→ PROBLEM DESCRIPTION: Among the records, find the lines that hold the string "indicates" and return them.

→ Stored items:

────

PR #10, opened 2023-11-08
Attributes for functions

Dekkonot:
Rendered view [here](https://github.com/Dekkonot/luau-rfcs/blob/rfc-attributes/docs/syntax-attributes-functions.md).

A proposal for attributes for functions. Attributes take the form of `@identifier` and control the behavior of the language a bit more directly than we currently can. The scope of them is limited to functions right now due to feedback on prior RFCs of this nature.

The syntax as it's proposed doesn't include parameters for attributes, which might upset some people!

My justification is that I started thinking about it and I don't know what the limitations for those need to be right now. The easy answer is "literals and identifiers" but I don't have any reason to feel that way, it's just what I think is the right answer. To avoid making the *wrong* choice, I'm just not proposing anything related to parameters with this RFC. I'm open to discussion about adding them to this RFC, but I'd like that discussion to be based on actual use cases rather than speculative ones.

The good news is that most attributes I can think of work just fine without parameters, so it's no huge tragedy at this moment if they're omitted.

### DIFF
--- a/docs/syntax-attributes-functions.md
+++ b/docs/syntax-attributes-functions.md
@@ -79,12 +79,12 @@ Most of the features attributes can support could be implemented by refining the
 
 Attributes are distinct from decorators in that they are compiler defined and thus cannot be defined during runtime. An alternative use for this syntax may be user-defined decorators as in JavaScript. If the language provided special built-in decorators, this could serve a very similar purpose. This is not rejected on merit, it's simply that attributes have a more obvious path to implementation.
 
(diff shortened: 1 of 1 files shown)


Ukendio:
From the looks of it, the suggestion for attributes only applies to named functions and not anonymous functions which would eliminates any use case where you would like to inline or have native codegen on callbacks that you know will be static or trivially inline-able.

Dekkonot:
That raises a few questions I don't have good answers to. I don't know if anonymous functions can currently be inlined currently, as an example. Also, intellisense based attributes (like `@deprecated` don't make a lot of sense on anonymous functions.

Do you have some examples of languages that have attributes (or decorators, since the basic principle is the same) that can go on whatever their equivalent to anonymous functions are?

aviralg (approved):
We have started working on this.

PR #11, opened 2023-11-30
RFC: Exact Table Types

aatxe:
[Rendered](https://github.com/aatxe/luau-rfcs/blob/exact-table-types/docs/exact-table-types.md)

Migrated from https://github.com/luau-lang/luau/pull/624.

### DIFF
--- a/docs/exact-table-types.md
+++ b/docs/exact-table-types.md
@@ -1,0 +1,250 @@
+# Exact Table Types
+
+## Summary
+
+In Luau, we currently support two kinds of table types: sealed, inexact table types (the kind you
+use as parameter types) and unsealed, exact table types (the kind the type inference engine uses
+when checking table literals and subsequent assignments to them in the same scope). The RFCs for
+[unsealed table types][unsealed-tables] use language like _precision_, but is unclear about their
+exact meaning. This RFC aims to clarify the language and syntax around different facets of table
+types, and proposes the introduction of sealed, exact table types and a migration plan to make them
+the default table type.
+
+## Motivation
+
+In the current design of table types, we have conflated two axes of properties, namely whether
+tables are sealed vs. unsealed and whether tables are exact vs. inexact. In the interest of both
+making the language clearer and in making typechecking behavior easier to implement and explain, we
+want to disentangle these concepts. For the sake of precision, this RFC aims to always specify both
+facets, but in practice, we believe programmers will only really be concerned with whether or not a
+table type is exact.
+
+The first distinction, sealed vs. unsealed, deals with state during typechecking. Namely, a _sealed_
+table type is one that will not be changed during typechecking. So, if we have a binding with a
+sealed table type, we know that the type of the binding itself will not change. By contrast,
+_unsealed_ table types are stateful, and an assignment to a binding can grow the set of properties
+on that type. All unsealed tables are sealed when they leave the scope they were created in, so
+unsealed tables should be thought of as a technique used for typechecking imperative-style table
+initialization code.
+
+The second distinction, exact vs. inexact, deals with how the table type relates to other table
+types. In particular, an exact table type indicates that the table has _only_ the properties listed
+in its type, while an inexact table type indicates that the table has _at least_ the properties
+listed in its type. This corresponds to whether or not _width subtyping_ is allowed on the type.
+
+With this language, we currently have two table types which are determined contextually, and have no
+syntactic difference. When a table type is used as the type of a function parameter, e.g. `function
+getx(t : {x: number}) return x end`, we treat is as _sealed_ and _inexact_ meaning the type of the
+parameter will _not_ change, but call sites to the function will permit tables that have _more_
+properties than the ones listed. Within the body of the function however, the typechecker should
+only permit the use of properties explicitly listed in the type since it was annotated. If the type
+was instead inferred, a dual condition should be true --- the properties explicitly listed in the
+type are precisely the ones whose existence the function depends on. Meanwhile, when a table type is
+used for a local definition, it is given an _unsealed_ and _exact_ type meaning we always know
+_precisely_ the set of properties it has, but that the type itself is stateful and assignments are
+allowed to grow the set of properties the table has.
+
+This alludes to a gap of two sorts of table types: __sealed, exact tables_ and _unsealed, inexact
+tables_. We believe the latter is undesirable in the sense that there does not appear to be a
+compelling use case for _forgetting_ some of the structure of the table you're building statefully.
+The main consequence of doing so would be that you would be unable to make further assignments to a
+property after forgetting it was present. The former, however, is the novel proposal for this RFC.
+
+## Design
+
+A _sealed, exact table_ type is effectively the most strict we could be about a particular table. It
+says that the table does not allow width subtyping, and therefore must have _exactly_ the properties
+described by the type, and further says that the type itself is final meaning assignments to missing
+properties would subsequently be rejected. To imagine why this is useful, we can consider a small
+fragment of a hypothetical vector math library:
+
+```lua
+type Vec2 = { x: number, y: number }
+type Vec3 = { x: number, y: number, z: number }
+
+function length(pt: Vec2)
+  return math.sqrt(pt.x^2 + pt.y^2)
+end
+```
+
+If the table type `Vec2` here is `inexact`, we would allow `length` to be applied to a table of type
+`Vec3`. However, in this case, our domain knowledge tells us that `length`'s behavior is incorrect
+for `Vec3` since it does not take into account the `z`-component. While we could design a function
+that instead worked for both, it may be reasonable to instead say that this function only operates
+on the _exact_ table. While this particular example is admittedly a bit contrived,
+[similar proposals][ts-exact-types] for other languages like TypeScript have collected many examples
+where API designers wanted to be able specify exact types. One general pattern of use cases is 
+state machines where you might define a number of types representing individual states and then a
+union over all such types. With only inexact types, the type system permits undesirable combinations
+that can introduce unwanted behavior in code using the state machine.
+
+```luau
+type StartState = {
+  state: "Start",
+  startData: number,
+}
+
+type OtherState = {
+  state: "Other",
+  otherData: string,
+}
+
+type State = StartState | OtherState
+
+-- but we can construct a `State` that is neither a `StartState` nor an `OtherState`.
+local notRight: State = { state: "Start", startData: 42, otherData: "foo" }
+```
+
+Since this proposal would involve having two sorts of sealed table types, _exact_ and _inexact_, and
+their difference is not something we can distinguish contextually in general (as was the case was
+_sealed_ and _unsealed_), we have to propose a syntax for them. This proposal posits that the best
+path forward is to make sealed, exact tables the default table that you get when you write, e.g. `{
+x: number, y: number }` as an annotation on a parameter or in a type alias. To annotate a table as
+inexact and therefore open to having additional properties, we would include an ellipsis in the
+type, e.g. `{ x: number, y: number, ...}`. This was originally proposed as an alternative design in
+the [width subtyping][width-subtyping] proposal.
+
+We propose these syntaxes (`{field: type}` and `{field: type, ...}`) for exact and inexact tables
+respectively because they are fairly lightweight, support anonymous usage, and represent a fairly
+mild change from the syntax that we already have. Alternative syntax options like `interface` in
+TypeScript would represent a bigger deviation from our current syntax of types.
+
+There are a few apparent benefits to this approach. First, it means that a programmer designing an
+API has to make a conscious decision that "yes, in fact, it is sensible to treat all of the unlisted
+properties of this parameter as being unrelated to the behavior of this function." The type checker
+should prefer approaches that, by default, rule out more possible bugs in API usage while keeping
+explicit acceptance of the looser behavior natural and low friction. The motivation for taking this
+approach really being that, as a programmer, you are _forced_ to notice when a program you want to
+succeed produces an error, but you can remain blissfully unaware when programs you want to be
+rejected succeed silently.
+
+Secondly, though relatedly, making all table types inexact-by-default seems to exacerbate confusions
+when considering both the meaning of and the subtyping relations between table types. Consider, for
+example, the inexact table type `{...}` (currently written `{}` in the inexact-by-default world).
+Right away, the syntax of the type matches the syntax of the value form for the empty table. This
+makes it tempting to think of the type as something like "the empty table type" which one might
+expect has a single inhabiting value, namely the empty table. However, with inexact-by-default, this
+`{}` type is really the type of _every single table_ and it functions as a sort of top type for
+tables. If you do mistakenly read it (even momentarily) as the empty table type, you can then be
+surprised by the fact that it is _not_ a subtype of any more specific table, such as `{ x: number,
+y: number }`. This makes sense with the understanding in mind that it is the type of _all_ tables,
+rather than just the empty table, but then you may be surprised that it _is_ a subtype of `{[any]:
+any}`, but is not a subtype of, say, `{[any]: number}`. These sorts of surprises and confusions have
+come up in internal discussions of subtyping for Luau, and the syntax appears to not be doing us any
+favors here.
+
+Thirdly, we argue that it gives the most coherent and intuitive syntax for distinguishing exact vs.
+inexact tables since we believe that being able to distinguish between them and choose the
+appropriate one is important. Ellipses have an already established connotation of omission which
+maps exactly to how sealed, inexact types are _omitting_ some of the properties that the tables
+actually have (since tables with arbitrarily many additional properties can be accepted at an
+inexact table type). The author is unaware of existing syntax that carries the same strong
+connotation, but for exactness. One proposal discussed in the alternatives would be to follow Flow
+in using `{| x: number, y: number |}` to mean a sealed, exact table.
+
+Though we are proposing to make the default interpretation of table _annotations_ sealed and exact,
+we maintain that the sensible default inference behavior is to default to inferring inexact table
+types for unannotated table parameters. Consider the following example:
+
+```lua
+function dostuff(t)
+  ...
+  t.x = 4
+  ...
+  t.y = 5
+  ...
+end
+```
+
+In this case, we expect that `t` will be given the inferred type `{x: number, y: number, ...}`.
+However, if we also passed `t` to another function that requires an exact table, we can propagate
+this requirement to `dostuff`.
+
+```lua
+function dostuff(t)
+  ...
+  t.x = 4
+  ...
+  t.y = 5
+  ...
+  dootherstuff(t)
+  ...
+end
+
+function dootherstuff(pt: {x: number, y: number})
+  ...
+end
+```
+
+So, in this case, `t` would be given the exact table type `{x: number, y: number}` during inference.
+Note that this is still true even if `dostuff` did not refer to some or all of the properties of `t`
+outside of passing it into `dootherstuff`. That is, the type will be the same even if the code was
+as follows:
+
+```lua
+function dostuff(t)
+  return dootherstuff(t)
+end
+
+function dootherstuff(pt: {x: number, y: number})
+  ...
+end
+```
+
+If instead the table is passed to a function requiring an exact table type with _different_
+properties than the ones used in `dostuff`, we will emit an error indicating that they are in
+conflict.
+
+```lua
+function dostuff(t)
+  ...
+  t.z = 4
+  ...
+  ...
+  dootherstuff(t)
+  ...
+end
+
+function dootherstuff(pt: {x: number, y: number})
+  ...
+end
+```
+
+In this case, `t` has two constraints: one indicating that it should be the exact table type
+`{x: number, y: number}` and the other indicating that it should have the property `z`. These
+constraints cannot be reconciled, and so we will get an error at the call site of `dootherstuff`.
+
+## Drawbacks
+
+The main drawback of doing this is that the existing RFC for [sealed table
+subtyping][width-subtyping] was already implemented as of March 1st, meaning that this is ultimately
+a breaking change. As such, it would be important to manage the change as a gradual rollout to
+mitigate problems. Since Luau currently only has sealed, inexact table types we can start by adding
+the syntax for explicit inexact tables (e.g. `{x: number, y: number, ...}`) and implement a warning
+that explains the default behavior will change in the future and to change it to the explicit
+inexact syntax if the programmer would like to keep the current behavior. At a later date, we can
+enable exact-by-default, but should provide an explicit suggestion in the error message to tell the
+programmer that if they _intended_ to allow tables with additional properties, they can change the
+signature of the function to include the `...`.
+
+## Alternatives
+
+There are two primary alternatives to this proposal. First, we could stick with the decision that
+was already made in the [sealed table subtyping][width-subtyping] proposal and leave sealed, inexact
+tables as the default table type. We then have either the choice of doing nothing else or adding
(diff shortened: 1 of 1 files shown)


vegorov-rbx:
What will be the mechanism for the warnings?
Usually it means the linter, but I'm not sure it's powerful enough to find this kind of issue.

aatxe:
> What will be the mechanism for the warnings? Usually it means the linter, but I'm not sure it's powerful enough to find this kind of issue.

It might require making the linter more type-aware, which is perhaps more work than I had anticipated it being when I first wrote this.

karl-police:
This RFC is interesting though, and pursues something I pursued, with setting sealed tables and unsealed tables.

alexmccord:
One more use case for this: iterator of some inexact tables results in `...unknown`

```lua
function f(t: { p: string })
  for i, v in t do -- i : unknown, v : unknwon
  end
end

f({ p = "a", q = 7 }) -- q : number is reachable to the iterator, so v : string does not hold
```

karl-police:
Other use case is to support Module stuff e.g. react-lua

If you create a custom extended property, you'll notice that everyone says that if you do use require, all tables become unmutable... though... you see the issue e.g. when you want ``props`` to be custom and mutable _(for the autocomplete)_.

karl-police:
I really wanted to figure out what happens in the new solver right now. That I wanted to test it.

The result is actually cool, because it seems to be working.


image
image

karl-police:
if you do this

```lua
local test = typeof({}) & typeof({})
```
it actually creates an Intersection and the ConstraintSolver will skip it **hence why the autocomplete never knows**. Which seems to be intended.

Free Types are an exception but they break.

Aslong the tables aren't put into one type, I don't really know if this would work.

andyfriesen:
`{ ... }` and `{}` are great syntaxes for inexact and exact tables, but doing so would break quite a lot of code.

Is there a backwards-compatible syntax that we could use instead?

karl-police:
with ``...`` if Luau ever wanted to have ``...`` "operation" feature from JavaScript, could it be an issue?

karl-police:
> _All unsealed tables are sealed when they leave the scope they were created in, so unsealed tables should be thought of as a technique used for typechecking imperative-style table initialization code._

What if the scope is extended or passed within a sub-scope?

aatxe:
> What if the scope is extended or passed within a sub-scope?

The lexical scope of a binding cannot be extended, so I'm not sure what you mean with the former, but scopes nested within the initializing scope are still within the scope the table was created.

aatxe:
> `{ ... }` and `{}` are great syntaxes for inexact and exact tables, but adopting them would break quite a lot of code.
> 
> 
> 
> Is there a backwards-compatible syntax that we could use instead?

The main alternative is the bars syntax that Flow used for exact tables, but a lot of my hope (and it's seemed validated by the past two years of seeing users use Luau) is that people are by-and-large already expecting table types to be exact, not inexact.

karl-police:
> > What if the scope is extended or passed within a sub-scope?
> 
> The lexical scope of a binding cannot be extended, so I'm not sure what you mean with the former, but scopes nested within the initializing scope are still within the scope the table was created.

Would this go for the example below as well? It's just like the above except the table was compressed into ``require("./name.luau")``

>```lua
>local name = require("./name.luau") -- returns the table, except it's just through "require".
>
>local name2 = name
>function name2:test2() end -- runtime wise this works, type check wise though?
>
>local obj = name2.new()
>```

aatxe:
No, that would not typecheck because the type of `name` is coming from another scope (via require), and `name2` is just aliasing it.

karl-police:
Are there more examples for the "Design" section?

e.g.

```lua
-- this part here is an old solver or new solver bug or something
type T1<E> = { prop1: E }
local tbl = {} :: T1<typeof({})>

-- here I fill in the table with what I want
tbl.prop1 = {}
tbl.prop1.e = "e"
```
In one of the solvers, this currently does something.

It just says that ``prop1`` can include a custom table that is input into it.

How would this be written as with Exact Table Types?

andyfriesen:
Something that might surprise people quite a lot is that intersections of exact tables don't behave the same way at all.

```lua
-- These are all exact tables
type A = {x: number}
type B = {y: string}
type C = {x: number, y: string}

-- D is inexact
type D = {x: number, ...}


type X = A & B -- never!  No value exists that simultaneously satisfies "has x as its sole property" and "has y as its sole property"
type Y = A & C -- Also never
type Z = A & D -- Same as A
type W = C & D -- Same as C
```

PhoenixWhitefire:
That's actually what I expected to happen initially, based on my understanding of intersections between other types.

docs/exact-table-types.md
```diff
@@ -0,0 +1,250 @@
...
+parameter will _not_ change, but call sites to the function will permit tables that have _more_
+properties than the ones listed. Within the body of the function however, the typechecker should
+only permit the use of properties explicitly listed in the type since it was annotated. If the type
+was instead inferred, a dual condition should be true --- the properties explicitly listed in the
+type are precisely the ones whose existence the function depends on. Meanwhile, when a table type is
+used for a local definition, it is given an _unsealed_ and _exact_ type meaning we always know
+_precisely_ the set of properties it has, but that the type itself is stateful and assignments are
+allowed to grow the set of properties the table has.
+
+This alludes to a gap of two sorts of table types: __sealed, exact tables_ and _unsealed, inexact
```
vegorov-rbx, line 47:
```suggestion
This alludes to a gap of two sorts of table types: _sealed, exact tables_ and _unsealed, inexact
```

docs/exact-table-types.md
```diff
@@ -0,0 +1,315 @@
...
+exactness available. If we add a new syntax for sealed, exact tables instead, the most sensible
+syntax would likely follow Flow in including pipes, so `{| x: number, y: number |}` would be the
+type of a sealed, exact table. This approach does not require a migration path, but would likely
+reflect the belief that the added safety of exact table types is only rarely necessary. The author
+believes it is worth considering, however, that Flow has also been migrating to
+[exact-by-default][flow-exact-by-default] for their object types.
+
+[unsealed-tables]: https://github.com/Roblox/luau/blob/master/rfcs/unsealed-table-literals.md
+[ts-exact-types]: https://github.com/microsoft/TypeScript/issues/12936
+[width-subtyping]: https://github.com/Roblox/luau/blob/master/rfcs/sealed-table-subtyping.md
```
nnullcolumn: this link is to an internal rfc

docs/exact-table-types.md
```diff
@@ -0,0 +1,315 @@
...
+orthogonal to the function using that type, but of course, this assumption is sometimes wrong. It is
+possible still that inexactness is so often necessary that we see little safety benefit from making
+exactness available. If we add a new syntax for sealed, exact tables instead, the most sensible
+syntax would likely follow Flow in including pipes, so `{| x: number, y: number |}` would be the
+type of a sealed, exact table. This approach does not require a migration path, but would likely
+reflect the belief that the added safety of exact table types is only rarely necessary. The author
+believes it is worth considering, however, that Flow has also been migrating to
+[exact-by-default][flow-exact-by-default] for their object types.
+
+[unsealed-tables]: https://github.com/Roblox/luau/blob/master/rfcs/unsealed-table-literals.md
```
nnullcolumn: re: internal rfc

docs/exact-table-types.md
```diff
@@ -0,0 +1,315 @@
...
+
+```lua
+function dostuff(t)
+  ...
+  t.x = 4
+  ...
+  t.y = 5
+  ...
+end
+```
```
nnullcolumn, line 157: while sensible for function arguments, i think it actually makes more sense for runtime table declarations to be exact-by-default. That's a really big thing that I'd like to see no matter how the default annotation semantics turn out.

docs/exact-table-types.md
```diff
@@ -0,0 +1,315 @@
...
+makes it tempting to think of the type as something like "the empty table type" which one might
+expect has a single inhabiting value, namely the empty table. However, with inexact-by-default, this
+`{}` type is really the type of _every single table_ and it functions as a sort of top type for
+tables. If you do mistakenly read it (even momentarily) as the empty table type, you can then be
+surprised by the fact that it is _not_ a subtype of any more specific table, such as `{ x: number,
+y: number }`. This makes sense with the understanding in mind that it is the type of _all_ tables,
+rather than just the empty table, but then you may be surprised that it _is_ a subtype of `{[any]:
+any}`, but is not a subtype of, say, `{[any]: number}`. These sorts of surprises and confusions have
+come up in internal discussions of subtyping for Luau, and the syntax appears to not be doing us any
+favors here.
```
nnullcolumn, line 134: > you can then be surprised by the fact that it is _not_ a subtype of any more specific table, such as `{ x: number, y: number }`.

did you mean to describe the inverse relationship here as surprising? hamburger `{| |}` empty table wouldn't be <: `{ x: number, y: number }`, but `{ x: number, y: number }` <: `{ ... }` and `{ x: number, y: number }` </: hamburger

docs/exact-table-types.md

────

→ EXERCISE SOLUTION:
+types. In particular, an exact table type indicates that the table has _only_ the properties listed
+in its type, while an inexact table type indicates that the table has _at least_ the properties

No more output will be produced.